### Exercise instructions
Nothing but the records beneath, reproduced exactly, should appear in the answer.

### Records
PR #2272, opened 2025-09-03
Fix extending blocks range when resolving nonces

eerkaijun:
We also need to filter the extending block range to last execution_delay blocks (similar to filtering the committed cache blocks) when resolving nonces


omegablitz:
Can you apply the filter after chaining committed_cache and extending_blocks? It would be more obviously correct that way.

ariqchowdhury (approved):

PR #2274, opened 2025-09-03
Disallow system transaction sender to sign authorization

eerkaijun:
skip authorization that is signed by system transaction sender. need corresponding execution changes too

### DIFF
--- a/monad-eth-block-validator/src/lib.rs
+++ b/monad-eth-block-validator/src/lib.rs
@@ -46,7 +46,9 @@ use monad_eth_block_policy::{
 use monad_eth_types::{EthBlockBody, EthExecutionProtocol, ExtractEthAddress, ProposedEthHeader};
 use monad_secp::RecoverableAddress;
 use monad_state_backend::StateBackend;
-use monad_system_calls::{validator::SystemTransactionValidator, SystemTransaction};
+use monad_system_calls::{
+    validator::SystemTransactionValidator, SystemTransaction, SYSTEM_SENDER_ETH_ADDRESS,
+};
 use monad_types::Balance;
 use monad_validator::signature_collection::{SignatureCollection, SignatureCollectionPubKeyType};
 use rayon::iter::{IntoParallelIterator, ParallelIterator};
@@ -372,6 +374,11 @@ where
                             .map(|authority| (authority, authorization.inner()))
                     }) {
                         trace!(address =? authorization.address, nonce =? authorization.nonce, ?authority, "Signed authority");
+
+                        // do not allow system account from sending authorization
+                        if authority == SYSTEM_SENDER_ETH_ADDRESS {
+                            return Err(BlockValidationError::TxnError);
+                        }
 
                         if authorization.chain_id != 0_u64
                             && authorization.chain_id != chain_config.chain_id()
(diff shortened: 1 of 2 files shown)


bamrith (dismissed):

monad-eth-block-validator/src/lib.rs
```diff
@@ -373,9 +373,11 @@ where
                     }) {
                         trace!(address =? authorization.address, nonce =? authorization.nonce, ?authority, "Signed authority");
 
-                        if authorization.chain_id != 0_u64
-                            && authorization.chain_id != chain_config.chain_id()
-                        {
+                        if !static_validate_authorization(
```
mikety: It needs to reject this txn in txpool and do not validate the blocks with this txn in check_coherency.

mikety (changes requested):

monad-eth-block-policy/src/validation.rs
```diff
@@ -245,6 +247,24 @@ fn compute_floor_data_gas(tx: &TxEnvelope) -> u64 {
...
+    chain_id: u64,
+    authorization_chain_id: u64,
+    authority: Address,
+) -> bool {
+    if authorization_chain_id != 0_u64 && authorization_chain_id != chain_id {
+        return false;
+    }
+
+    // system sender are not allowed to set authorization, skip authorization
+    if authority == SYSTEM_SENDER_ETH_ADDRESS {
```
bamrith: I think we should start this check on v0.11.0 activation

monad-eth-txpool/src/pool/tracked/sequencer.rs
```diff
@@ -47,26 +48,24 @@ impl<'a> OrderedTx<'a> {
     fn new(tx: &'a ValidEthTransaction, chain_id: u64, base_fee: u64) -> Option<Self> {
         let effective_tip_per_gas = tx.raw().effective_tip_per_gas(base_fee)?;
 
+        let mut valid_signed_authorizations = Vec::new();
+        for signed_authorization in tx.raw().authorization_list().into_iter().flatten() {
+            if signed_authorization.chain_id != 0 && signed_authorization.chain_id != chain_id {
+                continue;
```
eerkaijun, line 54: @andr-dev this was previously return None, but I think it should be continue?

andr-dev: Yep that's correct, the `return None` previously was for the scope of ther `flat_map`, this looks good :)

andr-dev (dismissed):

monad-eth-txpool/src/pool/tracked/sequencer.rs
eerkaijun: aa ok i'm dumb haha didn't look closely

mikety (dismissed):

monad-eth-block-policy/src/validation.rs
```diff
@@ -28,6 +29,11 @@ pub fn static_validate_transaction(
         return Err(TransactionError::UnsupportedTransactionType);
     }
 
+    // do not allow transaction from the system account
+    if tx.signer() == SYSTEM_SENDER_ETH_ADDRESS {
```
bamrith: this is duplicate. can be removed

bamrith (approved):

PR #2275, opened 2025-09-03
[rpc] Prestate and statediff tracers

dhil:


monad-rpc/src/handlers/eth/call.rs
```diff
@@ -706,6 +723,14 @@ pub async fn monad_eth_call<T: Triedb + TriedbPath>(
     }
 }
 
+// TODO(dhil): Bizarrely substituting this type alias in below causes a type error.
```
philipglazman: I think the `rpc` macro is complaining because it can't parse generic return types potentially. Can be fixed in a followup.

monad-rpc/src/handlers/eth/call.rs
```diff
@@ -720,12 +745,14 @@ pub async fn monad_debug_traceCall<T: Triedb + TriedbPath>(
     chain_id: u64,
     eth_call_gas_limit: u64,
     params: MonadDebugTraceCallParams,
-) -> JsonRpcResult<Option<MonadCallFrame>> {
-    trace!("monad_debug_traceCall: {params:?}");
+) -> JsonRpcResult<BoxRawValue> {
```
philipglazman: Returning `BoxRawValue` will break rpc documentation since we use the return type to generate user-facing docs and the return type will be ambigious.

andr-dev: I think this is fine for now since debug_traceCall might return one of many types which do not yet exist in rust. They are CBOR serialized which we deserialize into a generic "Value" (like serde_json::Value) which then gets JSON serialized and returned.

philipglazman (approved):

PR #2276, opened 2025-09-03
Simplify EthBlockPolicy nonce retrieval

andr-dev:
The `seq_num` param for `get_account_base_nonces` was an unfortunate side effect of a previous invariant of the committed cache where it sometimes wouldn't have enough blocks and would require passing the desired sequence number + 1 to force the underlying triedb lookup to always succeed. Now that the committed cache stores all blocks within the range (N-2k, N], this parameter is no longer required.

### DIFF
--- a/monad-eth-block-policy/src/lib.rs
+++ b/monad-eth-block-policy/src/lib.rs
@@ -648,10 +648,9 @@ where
         }
     }
 
-    /// returns account nonces at the start of the provided consensus block
+    /// returns account nonces at the end of the extending blocks
     pub fn get_account_base_nonces<'a>(
         &self,
-        consensus_block_seq_num: SeqNum,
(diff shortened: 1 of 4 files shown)


monad-eth-block-policy/src/lib.rs
```diff
@@ -665,14 +664,14 @@ where
 
         let addresses = addresses.unique().collect::<HashSet<&'a Address>>();
 
-        let base_seq_num = consensus_block_seq_num.max(self.execution_delay) - self.execution_delay;
+        let base_seq_num = self.last_commit.max(self.execution_delay) - self.execution_delay;
```
eerkaijun, line 667: this is incorrect? self.last_commit is not the same as consensus_block_seq_num I think?

PR #2280, opened 2025-09-03
Add chain config to compute base fee

michael-yxchen:
Fixes a bug that current proposal_gas_limit is used when calculating base fee. Parent proposal gas limit should be used there. This PR adds chain config to compute_base_fee so it can fetch corresponding block gas limit


ariqchowdhury (dismissed):

omegablitz:
Does qc.get_round() work for forking if it's a reproposal?

omegablitz (dismissed):

ariqchowdhury (approved):

andr-dev (dismissed):

omegablitz (approved):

### Exercise response
PR #2272, opened 2025-09-03
Fix extending blocks range when resolving nonces

eerkaijun:
We also need to filter the extending block range to last execution_delay blocks (similar to filtering the committed cache blocks) when resolving nonces


omegablitz:
Can you apply the filter after chaining committed_cache and extending_blocks? It would be more obviously correct that way.

ariqchowdhury (approved):

PR #2274, opened 2025-09-03
Disallow system transaction sender to sign authorization

eerkaijun:
skip authorization that is signed by system transaction sender. need corresponding execution changes too

### DIFF
--- a/monad-eth-block-validator/src/lib.rs
+++ b/monad-eth-block-validator/src/lib.rs
@@ -46,7 +46,9 @@ use monad_eth_block_policy::{
 use monad_eth_types::{EthBlockBody, EthExecutionProtocol, ExtractEthAddress, ProposedEthHeader};
 use monad_secp::RecoverableAddress;
 use monad_state_backend::StateBackend;
-use monad_system_calls::{validator::SystemTransactionValidator, SystemTransaction};
+use monad_system_calls::{
+    validator::SystemTransactionValidator, SystemTransaction, SYSTEM_SENDER_ETH_ADDRESS,
+};
 use monad_types::Balance;
 use monad_validator::signature_collection::{SignatureCollection, SignatureCollectionPubKeyType};
 use rayon::iter::{IntoParallelIterator, ParallelIterator};
@@ -372,6 +374,11 @@ where
                             .map(|authority| (authority, authorization.inner()))
                     }) {
                         trace!(address =? authorization.address, nonce =? authorization.nonce, ?authority, "Signed authority");
+
+                        // do not allow system account from sending authorization
+                        if authority == SYSTEM_SENDER_ETH_ADDRESS {
+                            return Err(BlockValidationError::TxnError);
+                        }
 
                         if authorization.chain_id != 0_u64
                             && authorization.chain_id != chain_config.chain_id()
(diff shortened: 1 of 2 files shown)


bamrith (dismissed):

monad-eth-block-validator/src/lib.rs
```diff
@@ -373,9 +373,11 @@ where
                     }) {
                         trace!(address =? authorization.address, nonce =? authorization.nonce, ?authority, "Signed authority");
 
-                        if authorization.chain_id != 0_u64
-                            && authorization.chain_id != chain_config.chain_id()
-                        {
+                        if !static_validate_authorization(
```
mikety: It needs to reject this txn in txpool and do not validate the blocks with this txn in check_coherency.

mikety (changes requested):

monad-eth-block-policy/src/validation.rs
```diff
@@ -245,6 +247,24 @@ fn compute_floor_data_gas(tx: &TxEnvelope) -> u64 {
...
+    chain_id: u64,
+    authorization_chain_id: u64,
+    authority: Address,
+) -> bool {
+    if authorization_chain_id != 0_u64 && authorization_chain_id != chain_id {
+        return false;
+    }
+
+    // system sender are not allowed to set authorization, skip authorization
+    if authority == SYSTEM_SENDER_ETH_ADDRESS {
```
bamrith: I think we should start this check on v0.11.0 activation

monad-eth-txpool/src/pool/tracked/sequencer.rs
```diff
@@ -47,26 +48,24 @@ impl<'a> OrderedTx<'a> {
     fn new(tx: &'a ValidEthTransaction, chain_id: u64, base_fee: u64) -> Option<Self> {
         let effective_tip_per_gas = tx.raw().effective_tip_per_gas(base_fee)?;
 
+        let mut valid_signed_authorizations = Vec::new();
+        for signed_authorization in tx.raw().authorization_list().into_iter().flatten() {
+            if signed_authorization.chain_id != 0 && signed_authorization.chain_id != chain_id {
+                continue;
```
eerkaijun, line 54: @andr-dev this was previously return None, but I think it should be continue?

andr-dev: Yep that's correct, the `return None` previously was for the scope of ther `flat_map`, this looks good :)

andr-dev (dismissed):

monad-eth-txpool/src/pool/tracked/sequencer.rs
eerkaijun: aa ok i'm dumb haha didn't look closely

mikety (dismissed):

monad-eth-block-policy/src/validation.rs
```diff
@@ -28,6 +29,11 @@ pub fn static_validate_transaction(
         return Err(TransactionError::UnsupportedTransactionType);
     }
 
+    // do not allow transaction from the system account
+    if tx.signer() == SYSTEM_SENDER_ETH_ADDRESS {
```
bamrith: this is duplicate. can be removed

bamrith (approved):

PR #2275, opened 2025-09-03
[rpc] Prestate and statediff tracers

dhil:


monad-rpc/src/handlers/eth/call.rs
```diff
@@ -706,6 +723,14 @@ pub async fn monad_eth_call<T: Triedb + TriedbPath>(
     }
 }
 
+// TODO(dhil): Bizarrely substituting this type alias in below causes a type error.
```
philipglazman: I think the `rpc` macro is complaining because it can't parse generic return types potentially. Can be fixed in a followup.

monad-rpc/src/handlers/eth/call.rs
```diff
@@ -720,12 +745,14 @@ pub async fn monad_debug_traceCall<T: Triedb + TriedbPath>(
     chain_id: u64,
     eth_call_gas_limit: u64,
     params: MonadDebugTraceCallParams,
-) -> JsonRpcResult<Option<MonadCallFrame>> {
-    trace!("monad_debug_traceCall: {params:?}");
+) -> JsonRpcResult<BoxRawValue> {
```
philipglazman: Returning `BoxRawValue` will break rpc documentation since we use the return type to generate user-facing docs and the return type will be ambigious.

andr-dev: I think this is fine for now since debug_traceCall might return one of many types which do not yet exist in rust. They are CBOR serialized which we deserialize into a generic "Value" (like serde_json::Value) which then gets JSON serialized and returned.

philipglazman (approved):

PR #2276, opened 2025-09-03
Simplify EthBlockPolicy nonce retrieval

andr-dev:
The `seq_num` param for `get_account_base_nonces` was an unfortunate side effect of a previous invariant of the committed cache where it sometimes wouldn't have enough blocks and would require passing the desired sequence number + 1 to force the underlying triedb lookup to always succeed. Now that the committed cache stores all blocks within the range (N-2k, N], this parameter is no longer required.

### DIFF
--- a/monad-eth-block-policy/src/lib.rs
+++ b/monad-eth-block-policy/src/lib.rs
@@ -648,10 +648,9 @@ where
         }
     }
 
-    /// returns account nonces at the start of the provided consensus block
+    /// returns account nonces at the end of the extending blocks
     pub fn get_account_base_nonces<'a>(
         &self,
-        consensus_block_seq_num: SeqNum,
(diff shortened: 1 of 4 files shown)


monad-eth-block-policy/src/lib.rs
```diff
@@ -665,14 +664,14 @@ where
 
         let addresses = addresses.unique().collect::<HashSet<&'a Address>>();
 
-        let base_seq_num = consensus_block_seq_num.max(self.execution_delay) - self.execution_delay;
+        let base_seq_num = self.last_commit.max(self.execution_delay) - self.execution_delay;
```
eerkaijun, line 667: this is incorrect? self.last_commit is not the same as consensus_block_seq_num I think?

PR #2280, opened 2025-09-03
Add chain config to compute base fee

michael-yxchen:
Fixes a bug that current proposal_gas_limit is used when calculating base fee. Parent proposal gas limit should be used there. This PR adds chain config to compute_base_fee so it can fetch corresponding block gas limit


ariqchowdhury (dismissed):

omegablitz:
Does qc.get_round() work for forking if it's a reproposal?

omegablitz (dismissed):

ariqchowdhury (approved):

andr-dev (dismissed):

omegablitz (approved):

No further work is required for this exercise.